Training

This document details how to use TuGraph for training Graph Neural Networks (GNNs).

1. Training

When using TuGraph’s graph learning module for training, it can be divided into two categories: full graph training and mini-batch training.

Full graph training involves loading the entire graph from the TuGraph db into memory and training the GNN. Mini-batch training uses the sampling operator of the TuGraph graph learning module to sample the entire graph data and then input it into the training framework for training.

2. Mini-Batch Training

Mini-batch training requires the use of TuGraph’s graph learning module’s sampling operators, which currently support Neighbor Sampling, Edge Sampling, Random Walk Sampling, and Negative Sampling. The sampling result of the TuGraph graph learning module’s sampling operator is returned in the form of a List.

The following takes Neighbor Sampling as an example to introduce how to convert the sampled results into the training framework for format conversion. The user needs to provide a Sample class:

class TuGraphSample(object):
    def __init__(self, args=None):
        super(TuGraphSample, self).__init__()
        self.args = args
    def sample(self, g, seed_nodes):
        args = self.args
        # 1. Load graph data
        galaxy = PyGalaxy(args.db_path)
        galaxy.SetCurrentUser(args.username, args.password)
        db = galaxy.OpenGraph(args.graph_name, False)
        sample_node = seed_nodes.tolist()
        length = args.randomwalk_length
        NodeInfo = []
        EdgeInfo = []
        # 2. Sampling method, the result is stored in NodeInfo and EdgeInfo
        if args.sample_method == 'randomwalk':
            randomwalk.Process(db, 100, sample_node, length, NodeInfo, EdgeInfo)
        elif args.sample_method == 'negative':
            negativesample.Process(db, 100)
        else:
            neighborsample(db, 100, sample_node, args.nbor_sample_num, NodeInfo, EdgeInfo)
        del db
        del galaxy
        # 3. Format conversion of the result to fit the training format
        remap(EdgeInfo[0], EdgeInfo[1], NodeInfo[0])
        g = dgl.graph((EdgeInfo[0], EdgeInfo[1]))
        g.ndata['feat'] = torch.tensor(NodeInfo[1])
        g.ndata['label'] = torch.tensor(NodeInfo[2])
        return g

As shown in the code, the graph data is first loaded into memory. Then use the sampling operator to sample the graph data, and the results are stored in NodeInfo and EdgeInfo. NodeInfo and EdgeInfo are python list results, and the stored information results are as follows:

Graph Data	Storage Position
Edge source	EdgeInfo[0]
Edge destination	EdgeInfo[1]
Vertex ID	NodeInfo[0]
Vertex features	NodeInfo[1]
Vertex label	NodeInfo[2]

Finally, we format the result to fit the training format. Here we use the DGL training framework, so we construct a DGL Graph using the result data, and then return the DGL Graph.

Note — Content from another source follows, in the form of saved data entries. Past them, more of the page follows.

PR #200, opened 2023-08-09
Process piping

### LINKED ISSUE #187: Add utility for more concise piping
Right now, the only way to express a piping chain is something like this:
```scala
val curl = os.proc("curl", "-L" , "https://git.io/fpfTs").spawn(stderr = os.Inherit)
val gzip = os.proc("gzip", "-n").spawn(stdin = curl.stdout)
val sha = os.proc("shasum", "-a", "256").spawn(stdin = gzip.stdout)
```
I suggest that we could create additional API members that would allow expressing piping via a construct similar to the following one:
```scala
os.proc("curl", "-L" , "https://git.io/fpfTs")
   .pipeTo(os.proc("gzip", "-n"))
   .pipeTo(os.proc("shasum", "-a", "256"))
   .spawn(stderr = os.Inherit)
``` 
It could require introducing a new type, for example, a`ProcessGroup`.

szymon-rd:
Resolve #187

Once we provide the TuGraphSample class, we can use it for Mini-Batch training. Let the data loading part of DGL use the sampler instance of TuGraphSample as follows:

    sampler = TugraphSample(args)
    fake_g = construct_graph() # just make dgl happy
    dataloader = dgl.dataloading.DataLoader(fake_g,
        torch.arange(train_nids),
        sampler,
        batch_size=batch_size,
        device=device,
        use_ddp=True,
        num_workers=0,
        drop_last=False,
        )

Use DGL for model training:

def train(dataloader, model):
    optimizer = torch.optim.Adam(model.parameters(), lr=1e-2, weight_decay=5e-4)
    model.train()
    s = time.time()
    for graph in dataloader:
        load_time = time.time()
        graph = dgl.add_self_loop(graph)
        logits = model(graph, graph.ndata['feat'])
        loss = loss_fcn(logits, graph.ndata['label'])
        optimizer.zero_grad()
        loss.backward()
        optimizer.step()
        train_time = time.time()
        print('load time', load_time - s, 'train_time', train_time - load_time)
        s = time.time()
    return float(loss)

3. Full-Batch training

Full-Batch training of GNNs (Graph Neural Networks) is a type of training that involves processing the entire training dataset at once. It is one of the simplest and most straightforward training methods for GNNs, where the entire graph is treated as a single instance. In full-batch training, the entire dataset is loaded into memory and the model is trained on the entire graph. This type of training is especially useful for small to medium-sized graphs, and is mainly used for static graphs that do not change over time.

getdb. Process(db, olapondb, feature_len, NodeInfo, EdgeInfo)

The full graph are then fed into the training framework for training. Full code: learn/examples/train_full_cora.py。